The team also mapped the ONC cities to census tracts, which was a challenging task. The Census uses GEO_IDs for their shapefiles and there uniquely define areas based on three things: State, County, and Census tract. However, there is not a level for city. We approximated to the best of our abilities by overlaying maps for the cities with Census tracts.

# IMPORT OUR DATA
oncT<-read.csv("https://raw.githubusercontent.com/kitadasmalley/fallChallenge2019/main/data/oncTract2.csv",
               header=TRUE,
               stringsAsFactors = FALSE)

oncT$City<-as.factor(oncT$City)

These tract codes were then joined with shapefiles from the Census’ Tigris package in R.

# LOAD THE TIGRIS PACKAGE
#install.packages("sp")
#install.packages("sf")
#install.packages("tigris")
#install.packages("tidycensus")

library(sp)
library(sf)
library(tigris)
library(tidycensus)

# SET OPTIONS
options(tigris_class="sf")
options(tigris_use_cache = TRUE)

# SET API KEY
census_api_key("fbf65ba295ce81cab0a2eccd52d62ca564bf896b",
              overwrite =TRUE)

# set year for boundaries 
this.year = 2010 #the last census

wa_tracts <- tracts(state = 'WA', county = 'King', 
                    cb = T, year = this.year)

# GEO JOIN DATA 
joinONC<-geo_join(wa_tracts, oncT, 
                 by_sp="GEO_ID", by_df="GEO_ID")

# CREAT PLOT IN GGPLOT
ggplot(data = joinONC, aes(fill=City))+
  geom_sf()+
  #coord_sf(xlim=c(-122.6, -122))+ #zoom in on onc only
  theme_bw()+
  ggtitle("King County Cities Included in One Night Count Data")

Mapping Meal Programs

We also wanted to explore the placement of meal programs in the Seattle area.

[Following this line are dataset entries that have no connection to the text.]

Issue #7695, opened 2023-11-07
[Task]: Add feature to withdraw base tokens stuck funds in layer 1.5


begonaalvarezd:
### Task description

eg https://archive.evm.shimmer.shimmer.network/v1/chains/smr1prxvwqvwf7nru5q5xvh5thwg54zsm2y4wfnk6yk56hj3exxkg92mx20wl3s/core/accounts/account/smr1qzd26lvs8avvgghrvdk68e3jfd9sjy0emguysz9p8sedda0cv6lhsdjsswu/balance

- Fetch and display layer 1.5 base token balance when the base token is selected 
![image](https://github.com/iotaledger/firefly/assets/3624944/7759a648-5c94-4465-8163-b815d422ad20)
- Add a withdrawal option if there are funds
- Withdrawal popup: display the balance & withdrawal logic (wasp request)

PR #7734, opened 2023-11-20
feat: allow l2 withdrawal (funds stuck in l2 that didnt reach evm)

marc2332:
Closes https://github.com/iotaledger/firefly/issues/7695


cpl121 (changes requested):
I'm trying the PR, but I think it's not working correctly. I create a stuck tx, and then i try to withdraw L2 funds, but I have a `Not enough balance.` error and the `Withdraw from L2` popup stays in an infinite loop

brancoder:
> I'm trying the PR, but I think it's not working correctly. I create a stuck tx, and then i try to withdraw L2 funds, but I have a `Not enough balance.` error and the `Withdraw from L2` popup stays in an infinite loop

What is the amount that you tried to withdraw?

packages/desktop/components/popups/WithdrawFromL2Popup.svelte
```diff
@@ -0,0 +1,170 @@
...
+    const { isStrongholdLocked } = $activeProfile
+
+    $: password && address && !$isStrongholdLocked && withdrawFromL2()
+
+    function onCancelClick(): void {
+        closePopup()
+    }
+
+    function onWithdrawFromL2Click(): void {
+        openUnlockStrongholdPopup()
```
cpl121, line 40:
```suggestion
        if ($isSoftwareProfile && $isStrongholdLocked) {
        openUnlockStrongholdPopup()
        } 
```
We would only have to unlock the stronghold, if it is previously locked

cpl121 (changes requested):

packages/desktop/components/popups/WithdrawFromL2Popup.svelte
```diff
@@ -0,0 +1,197 @@
...
+                bip44Chain,
+                gasEstimate.toString()
+            )
+        } else {
+            isWithdrawing = false
+            showErrorNotification(localize('error.send.notEnoughBalance'))
+            return
+        }
+
+        try {
```
cpl121, line 106: In function `getLayer2WithdrawRequest`, we need to accept de signature with the ledger device but the verification popup does not open

1. This `try catch` should be placed just above the first call to the `getLayer2WithdrawRequest` function so that if the tx is canceled the `withdraw` button does not remain in an infinite loop
2. I don't know if we can open the verification popup directly, but if not we could put a notification like this at least 
`if ($isActiveLedgerProfile && $ledgerNanoStatus.connected) {
                    displayNotificationForLedgerProfile('info', null, null, 'Look your ledger device to sign the transaction')
                }`
wdyt?

cpl121 (changes requested):
Nice job!
It works correctly with the software profiles, but I have found a problem with ledger

cpl121 (approved):
works perfectly for both profiles (ledger and software) 🚀 
Amazing job @brancoder 👏🏼

begonaalvarezd (approved):
🔥🔥 🔥 🔥 🔥 🔥 🔥 🔥 🔥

This data came from the City of Seattle and is also publically hosted on Kaggle. Addresses for each location are provided, which we geo-coded into their latitudes and longitudes.

Note that there is a high concentration of meal programs in downtown Seattle but not many in other locations. This might suggest that this is where homeless people are located.

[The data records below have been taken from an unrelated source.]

Issue #7801, opened 2023-12-21
[Task]: Fix hardcoded password during onboarding


marc2332:
- Requires to make a PR to iota-sdk so `set_stronghold_password` is available for SecretManager in nodejs
- Remove harcoded passwords
- Clean up code

PR #7804, opened 2023-12-21
refactor: Dynamic password

marc2332:
Closes https://github.com/iotaledger/firefly/issues/7801
~Requires https://github.com/iotaledger/iota-sdk/pull/1807~


marc2332:
@begonaalvarezd we can now merge this

cpl121 (approved):
Works!

packages/shared/lib/contexts/onboarding/stores/onboarding-secret-manager.store.ts
```diff
@@ -1,25 +1,41 @@
...
+
+        // 4. Store Mnemonic
+        await secretManager.storeMnemonic(mnemonicStringified)
+
+        // 5. Generate address
+        const address = (await secretManager.generateEd25519Addresses({}))[0]
+
+        updateOnboardingProfile({
+            address,
+        })
```
begonaalvarezd, line 38: the address does not seem to be necessary, the wallet can be initialized with the secret manager and the correct bip path, and then the SDK should be able to generate the address by itself

marc2332: Just removed the address creation and instead I will now pass the password to the wallet options the first time the wallet is created

begonaalvarezd (approved):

# IMPORT THE GEOCODED DATA
food<-read.csv("https://raw.githubusercontent.com/kitadasmalley/fallChallenge2019/main/data/GEOCODE_FOOD%20-%20Sheet1.csv",
               header=TRUE)

ggplot(data = joinONC)+
  geom_sf(aes(fill=City))+
  geom_point(data=food, aes(Long, Lat))+
  theme_bw()

Maps for Data from the American Community Survey (ACS)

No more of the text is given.